**WORK INSTRUCTION:** The entire listing below needs to be transcribed word for word.

☆ ☆ ☆ ☆

PR #975, opened 2024-11-04
Fixed istio tests

cchen-vertica:
This PR enhances the stability of the Istio tests by upgrading the istioctl version and refining the create_db process in vclusterOps.

### DIFF
--- a/Makefile
+++ b/Makefile
@@ -715,7 +715,7 @@ $(OPERATOR_SDK):
 	chmod +x $(OPERATOR_SDK)
 
 ISTIOCTL = $(shell pwd)/bin/istioctl
-ISTIOCTL_VERSION = 1.17.2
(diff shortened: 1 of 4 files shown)


Makefile
```diff
@@ -715,7 +715,7 @@ $(OPERATOR_SDK):
 	chmod +x $(OPERATOR_SDK)
 
 ISTIOCTL = $(shell pwd)/bin/istioctl
-ISTIOCTL_VERSION = 1.17.2
+ISTIOCTL_VERSION = 1.23.3
```
HaoYang0000, line 718: What's the difference between these two version?

cchen-vertica: The new version fixed some iptables issues I have in my local environment. I believe the new version will be more stable.

roypaulin (approved):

☆ ☆ ☆ ☆

**SOLUTION:**
PR #975, opened 2024-11-04
Fixed istio tests

cchen-vertica:
This PR enhances the stability of the Istio tests by upgrading the istioctl version and refining the create_db process in vclusterOps.

### DIFF
--- a/Makefile
+++ b/Makefile
@@ -715,7 +715,7 @@ $(OPERATOR_SDK):
 	chmod +x $(OPERATOR_SDK)
 
 ISTIOCTL = $(shell pwd)/bin/istioctl
-ISTIOCTL_VERSION = 1.17.2
(diff shortened: 1 of 4 files shown)


Makefile
```diff
@@ -715,7 +715,7 @@ $(OPERATOR_SDK):
 	chmod +x $(OPERATOR_SDK)
 
 ISTIOCTL = $(shell pwd)/bin/istioctl
-ISTIOCTL_VERSION = 1.17.2
+ISTIOCTL_VERSION = 1.23.3
```
HaoYang0000, line 718: What's the difference between these two version?

cchen-vertica: The new version fixed some iptables issues I have in my local environment. I believe the new version will be more stable.

roypaulin (approved):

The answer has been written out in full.